There are moments in a republic’s life when its governing institutions choose efficiency over democracy. Dec. 10, 2015, when India’s Supreme Court upheld the constitutionality of a state law barring wide swaths of the population from contesting elections for village and district councils, was one such moment.
That day the court endorsed a law passed by Haryana, a small state bordering on Delhi, in September 2015. The Haryana Panchayati Raj (Amendment) Act disqualifies from local political office citizens who have been formally charged with serious crimes, citizens who are behind on loan payments to rural cooperative banks, citizens who haven’t paid their electricity bills, citizens who don’t have a functional lavatory at home and citizens who lack certain educational qualifications. (All these people may still vote.)
The stipulation that men running for local office should have high school diplomas and that women and Dalit candidates should have completed middle school was the most controversial part of the amendment, because it would disqualify about one half of Haryana’s rural voters. For that reason, the Supreme Court’s recent decision upholding the law, “Rajbala and Others vs. the State of Haryana and Others,” is a landmark in conservative jurisprudence and a dangerous departure from the ideal of a participatory democracy.
It is also a deviation from the Indian republic’s original idea of itself. Immediately after independence in 1947, the constituent assembly debated whether educational requirements should apply to either voters or political representatives. It decided against both options, prizing universal suffrage and political inclusiveness over any other consideration. Given that back then India’s literacy rate hovered around 12 percent, this was a heroic bet on mass democracy.
And it paid off: India has had more than six decades of stable, elected governance.
So why, then, would the Haryana legislature try to fix something that wasn’t broken? And it’s not just Haryana: Rajasthan, a much larger state, passed a bill with similar educational requirements last March.
The attorney general of Haryana argued before the Supreme Court that the state’s government wanted “model representatives for local self-government for better administrative efficiency.” Literate — as well as debt-free and toilet-endowed etc. — representatives would not only set an example for rural fellow-citizens, the argument went; they would also make better administrators.
There are two major problems with this claim, and both were presented to the Supreme Court by the petitioners in the case, three women in office who would have been ineligible for their posts under the amended law. The first problem is inconsistency. Under the new law, a citizen in Haryana must meet a much higher educational requirement to run for the lowest tier of local government than to contest elections for the state legislature or even the national Parliament.
The second problem is that the law, in effect, punishes the poorer half of Haryana’s population for the failure of both state and national authorities to provide free education to all Indians.
Yet the two-judge bench of the Supreme Court, citing judicial restraint, stated that it was its business to examine not the wisdom of the bill, but only its constitutionality: The judges would strike down the law only if the Haryana legislature had exceeded its authority in passing it, or if the law violated the fundamental right to equality of those it targeted by discriminating against them in ways that were arbitrary or irrational.
The judges decided the law passed muster because, given the importance of education to good administration, it was reasonable to exclude from office anyone with insufficient education. And if the principle of exclusion was sound at all, it did not matter how many people would be excluded — or that most of those excluded would be the poor, particularly poor women and poor Dalits.
Never mind, either, that the 73rd Amendment of the Constitution, which created the legal basis for village councils, bemoaned the “insufficient representation of weaker sections like Scheduled Castes, Scheduled Tribes and women.” Or that in the same judgment in which they defended the educational exclusion on principle rather than effect, the same judges upheld the Haryana law’s provision disqualifying debtors on grounds that it would affect only a minuscule segment of the population. (The indebted, they reasoned, were unlikely to contest expensive elections.)
The inconsistencies in this decision should be reason enough for the case to be re-examined by a larger bench of the Supreme Court.

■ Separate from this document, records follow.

PR #338, opened 2026-05-08
fix(cli): JSON-parse --agent-api in agents commands (#336)

### LINKED ISSUE #336: CLI: `agents register-agent` and `agents register-agent-and-plan` pass `--agent-api` as raw string, not JSON
## Describe the bug

The CLI commands `nvm agents register-agent` and `nvm agents register-agent-and-plan` declare `--agent-api` as a `Flags.string` and forward it to the SDK as a raw string, while every other JSON flag on the same command (`--agent-metadata`, `--plan-metadata`, `--price-config`, `--credits-config`) is parsed via `await this.parseJsonInput(...)` first.

The SDK signature expects an `AgentAPIAttributes` object, so the backend rejects the request with a Joi error every time:

```
Error: Unable to register agent & plan. agentApiAttributes must be an object,nested property agentApiAttributes must be either object or array
```

The result is that **no valid invocation of either command is possible from the CLI** — there is no value the user can pass for `--agent-api` that the backend will accept, because the string is forwarded verbatim instead of being parsed into an object.

Reproduced with `@nevermined-io/cli/1.3.2` against `production_sandbox` (`https://api.sandbox.nevermined.app`).

## To Reproduce

1. Configure a profile with a valid `nvmApiKey` and `environment=sandbox`.
2. Run any well-formed register-agent-and-plan invocation, e.g.:

```bash
nvm agents register-agent-and-plan \
  --agent-metadata '{"name":"x","description":"x","tags":["t"]}' \
  --agent-api '{"endpoints":[{"POST":"https://example.com/api/test"}],"agentDefinitionUrl":"https://example.com/openapi.json"}' \
  --plan-metadata '{"name":"x","description":"x","tags":["t"]}' \
  --price-config '{"tokenAddress":"0x0000000000000000000000000000000000000000","amounts":[],"receivers":[],"contractAddress":"0x0000000000000000000000000000000000000000","feeController":"0x0000000000000000000000000000000000000000","externalPriceAddress":"0x0000000000000000000000000000000000000000","templateAddress":"0x0000000000000000000000000000000000000000","isCrypto":true}' \
  --credits-config '{"isRedemptionAmountFixed":true,"redemptionType":4,"proofRequired":false,"durationSecs":"0","amount":"100","minAmount":"1","maxAmount":"1"}'
```

3. Backend returns:

```
Error: Unable to register agent & plan. agentApiAttributes must be an object,nested property agentApiAttributes must be either object or array
```

4. Verified that the same JSON body sent directly via `curl` to `POST /api/v1/protocol/agents` succeeds with `201 Created`, confirming the issue is in the CLI, not the payload.

## Expected behavior

`--agent-api` should be JSON-parsed in the same way as the other object-shaped flags, so that passing a JSON string yields an object on the wire.

## Root cause

`cli/src/commands/agents/register-agent-and-plan.ts:44` (and the equivalent line in `register-agent.ts`):

```ts
const result = await payments.agents.registerAgentAndPlan(
  await this.parseJsonInput(flags['agent-metadata']),
  flags['agent-api'],                                // <-- raw string, should be parsed
  await this.parseJsonInput(flags['plan-metadata']),
  await this.parseJsonInput(flags['price-config']),
  await this.parseJsonInput(flags['credits-config']),
  flags['access-limit'],
)
```

## Suggested fix

Wrap `flags['agent-api']` with `await this.parseJsonInput(...)` in both `register-agent.ts` and `register-agent-and-plan.ts`, and update the flag `description` to indicate it expects a JSON string (matching the other JSON flags).

## Additional context

- CLI version: `@nevermined-io/cli/1.3.2`
- Environment tested: `production_sandbox` (`https://api.sandbox.nevermined.app`)
- Direct backend call with the same body and key returns `201 Created`, so this is purely a CLI-layer parsing bug.

aaitor:
## Summary

Closes #336.

The CLI generator's `isComplexType()` regex (`cli/src/generator/command-generator.ts`) only matched the suffixes `Config|Metadata|Options|Settings|Params`. `AgentAPIAttributes` ends in `Attributes`, so the generated `--agent-api` flag was emitted as a plain string and the value was forwarded to the SDK verbatim. The backend rejected every call with:

```
Error: Unable to register agent ... agentApiAttributes must be an object,nested property agentApiAttributes must be either object or array
```

This made `agents register-agent`, `agents register-agent-and-plan`, and `agents update-agent-metadata` non-functional from the CLI — there was no value the user could pass for `--agent-api` that the backend would accept.

## Changes

- **Generator fix:** `cli/src/generator/command-generator.ts` — extend the complex-type suffix regex to include `Attributes`.
- **Regenerated commands** (via `pnpm generate`): `register-agent.ts`, `register-agent-and-plan.ts`, `update-agent-metadata.ts` — `--agent-api` now has the standard `"agentApi as JSON string"` description and is routed through `await this.parseJsonInput(...)` like the other JSON flags.
- **Tests:** strengthen the existing `register-agent --help` assertion to look for the per-flag description, and add equivalent regression tests for `register-agent-and-plan` and `update-agent-metadata`.

## Verification

```bash
cd cli && pnpm test:unit          # 10/10 passing
cd cli && pnpm test:integration   # 28/28 passing (was 26 + 2 new)
```

End-to-end against `production_sandbox` (`https://api.sandbox.nevermined.app`) with the patched CLI:

```bash
nvm agents register-agent-and-plan \
  --agent-metadata '{"name":"x","description":"x","tags":["t"]}' \
  --agent-api '{"endpoints":[{"POST":"https://example.com/api/test"}],"agentDefinitionUrl":"https://example.com/openapi.json"}' \
  --plan-metadata '{...}' --price-config '{...}' --credits-config '{...}' \
  -f json
# {
#   "agentId": "10666800742370571046680760094597...",
#   "planId":  "36886266855447749473057019049493...",
#   "txHash":  "0x17b2c40c834977585b659b164afac6d5..."
# }
```

Same call previously failed with the `agentApiAttributes` server error.

## Test plan

- [x] `cli/src/commands/agents/register-agent*.ts` and `update-agent-metadata.ts` route `--agent-api` through `parseJsonInput()`
- [x] `cli/src/generator/command-generator.ts` recognises `*Attributes` types as complex (so future `Attributes`-suffixed SDK types are handled correctly out of the box)
- [x] Unit + integration tests pass locally
- [x] End-to-end against sandbox returns 201 with a valid `agentId` / `planId` / `txHash`
- [ ] CI green (build, lint, cli-sync-and-test)

### DIFF
--- a/cli/src/commands/agents/register-agent-and-plan.ts
+++ b/cli/src/commands/agents/register-agent-and-plan.ts
@@ -17,7 +17,10 @@ export default class RegisterAgentAndPlan extends BaseCommand {
       description: "agentMetadata as JSON string",
       required: true
     }),
-    'agent-api': Flags.string({ required: true }),
+    'agent-api': Flags.string({
+      description: "agentApi as JSON string",
+      required: true
+    }),
     'plan-metadata': Flags.string({
       description: "planMetadata as JSON string",
       required: true
@@ -41,7 +44,7 @@ export default class RegisterAgentAndPlan extends BaseCommand {
     const payments = await this.initPayments()
 
     try {
-      const result = await payments.agents.registerAgentAndPlan(await this.parseJsonInput(flags['agent-metadata']), flags['agent-api'], await this.parseJsonInput(flags['plan-metadata']), await this.parseJsonInput(flags['price-config']), await this.parseJsonInput(flags['credits-config']), flags['access-limit'])
+      const result = await payments.agents.registerAgentAndPlan(await this.parseJsonInput(flags['agent-metadata']), await this.parseJsonInput(flags['agent-api']), await this.parseJsonInput(flags['plan-metadata']), await this.parseJsonInput(flags['price-config']), await this.parseJsonInput(flags['credits-config']), flags['access-limit'])
 
       this.formatter.output(result)
     } catch (error) {
--- a/cli/src/commands/agents/register-agent.ts
+++ b/cli/src/commands/agents/register-agent.ts
@@ -17,7 +17,10 @@ export default class RegisterAgent extends BaseCommand {
       description: "agentMetadata as JSON string",
       required: true
     }),
-    'agent-api': Flags.string({ required: true }),
+    'agent-api': Flags.string({
+      description: "agentApi as JSON string",
+      required: true
+    }),
     'payment-plans': Flags.string({ required: true }),
   }
 
@@ -29,7 +32,7 @@ export default class RegisterAgent extends BaseCommand {
     const payments = await this.initPayments()
 
     try {
-      const result = await payments.agents.registerAgent(await this.parseJsonInput(flags['agent-metadata']), flags['agent-api'], flags['payment-plans'])
+      const result = await payments.agents.registerAgent(await this.parseJsonInput(flags['agent-metadata']), await this.parseJsonInput(flags['agent-api']), flags['payment-plans'])
 
       this.formatter.output(result)
     } catch (error) {
--- a/cli/src/commands/agents/update-agent-metadata.ts
+++ b/cli/src/commands/agents/update-agent-metadata.ts
@@ -17,7 +17,10 @@ export default class UpdateAgentMetadata extends BaseCommand {
       description: "agentMetadata as JSON string",
       required: true
     }),
-    'agent-api': Flags.string({ required: true }),
+    'agent-api': Flags.string({
+      description: "agentApi as JSON string",
+      required: true
+    }),
   }
 
   static override args = {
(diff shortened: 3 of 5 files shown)


aaitor (commented):
Self-review (cannot approve own PR). LGTM — no HIGH issues found.

- **Regex fix is minimal and targeted.** Adding `Attributes` to the `isComplexType` suffix list is the right fix. Confirmed via grep that `AgentAPIAttributes` is the only `*Attributes`-suffixed interface/type in `src/` — no false-positive risk in other generated commands.
- **Generated diff matches what `pnpm generate` would produce.** `agents-api.ts` has exactly three methods taking `AgentAPIAttributes` (`registerAgent`, `registerAgentAndPlan`, `updateAgentMetadata`), matching the three regenerated command files. Each one now wraps `flags['agent-api']` in `await this.parseJsonInput(...)` and adds the `"agentApi as JSON string"` description — consistent with sibling complex-type flags.
- **Tests exercise the fix.** The new `agentApi as JSON string` assertions would fail on `main` because the pre-fix flag was emitted as `Flags.string({ required: true })` with no description. Two new help-text tests cover `register-agent-and-plan` and `update-agent-metadata`, closing the gap that previously only checked `register-agent`.
- **No unrelated changes.** Diff is scoped to the generator regex, three regenerated files, and the integration tests.

Ready to merge from a code-review standpoint.

r-marques (approved):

Another reason is the decision’s possible seismic aftereffects: It opens the door to other attempts to qualify Indians’ right to contest elections.

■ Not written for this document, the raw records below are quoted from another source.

PR #342, opened 2026-05-18
feat(organizations): expose memberships, activity feed, and per-call workspace targeting

aaitor:
## Summary

- Adds `payments.organizations.getMyMemberships()` and `getOrganizationActivity(orgId, filters)` to wrap the multi-org backend endpoints.
- Adds workspace targeting: pin via `Payments.setOrganizationId()` / `PaymentOptions.organizationId`, or per-call via a `{ organizationId }` option on `agents.registerAgent`, `agents.registerAgentAndPlan`, and every `plans.register*` helper.
- Transport is the `X-Current-Org-Id` header (resolved by `CurrentOrgContextGuard` in nvm-monorepo); the base HTTP client allowlists per-call header overrides so `Authorization`/`Content-Type` can't be clobbered.

## Test plan

- [x] `pnpm build` clean
- [x] `pnpm lint` clean (no new warnings)
- [x] `pnpm test:unit` — 140 tests pass including 14 new in `tests/unit/organizations-api.test.ts`
- [ ] Smoke test against staging-sandbox: list memberships for a multi-org account, fetch activity for one org, publish an agent with per-call `organizationId` and confirm it lands in the right workspace via the webapp
- [ ] CLI + OpenClaw in-tree build (CI workflows `cli-sync-and-test.yml` and `openclaw-sync-and-test.yml`) — should still pass since the new arg is optional and trailing

## Notes

- Built against `main` after `git fetch`; branch was cut from `origin/main` cleanly.
- Forward-compatible with Phase 4 (#1525 in nvm-monorepo): when the backend lands `targetOrgId` as a body field, the SDK can switch transports without changing the public surface.


r-marques:
## Review — coordinated review across PRs

Reviewed alongside the sibling PRs:
- nevermined-io/payments-py#179 (Python mirror)
- nevermined-io/docs#169 (docs page)

The Python and docs PRs were validated against this SDK's shapes — so any fix here needs to cascade to both.

### 🔴 Blocker — wire-protocol mismatches with backend

Validated SDK types against the backend DTOs in `nvm-monorepo` (`apps/api/src/organizations/**`, `libs/commons/src/lib/types/types.ts`). Five places where the SDK will silently misbehave at runtime — unit tests don't catch them because fixtures use the SDK's (wrong) shapes:

1. **`getOrganizationActivity` paginates with `offset`** — backend reads `@Query('limit')` (controller: `organization-activity.controller.ts:78`). The SDK's `offset` is ignored; every call returns the default page size.
   - `src/api/organizations-api/organizations-api.ts:165`, plus `OrganizationActivityFilters.offset` and `OrganizationActivityPage.offset` (response DTO is `{items, total}` only).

In a poor country like India the educated and the debt-free are, by definition, better off than those who are not educated or have debt. To designate the first as exemplary, or credit them with superior moral will, is to imply that the others are feckless and unwilling to improve themselves. In fact, those others are simply poor. And to limit the poor’s access to office is to say that they deserve to vote but only for their betters, an attitude more appropriate to the 19th century than the 21st.
It is significant that Haryana and Rajasthan, the two states that have pioneered the education exclusion, are ruled by the Bharatiya Janata Party, India’s principal right-wing party. Populist in idiom rather than intent, the B.J.P. appears to be using these two states as laboratories in which to test the chances of a broader conservative move to limit the political participation of the poor.
This vision of solid citizens leading the shiftless poor toward civic virtue is un-republican: It constrains liberty, corrodes equality and mocks fraternity. The founders of the Indian republic categorically rejected such paternalism; it should not be smuggled in today through the backdoor of local government.
Mukul Kesavan teaches history at Jamia Millia Islamia, in New Delhi, and is a columnist for The Telegraph.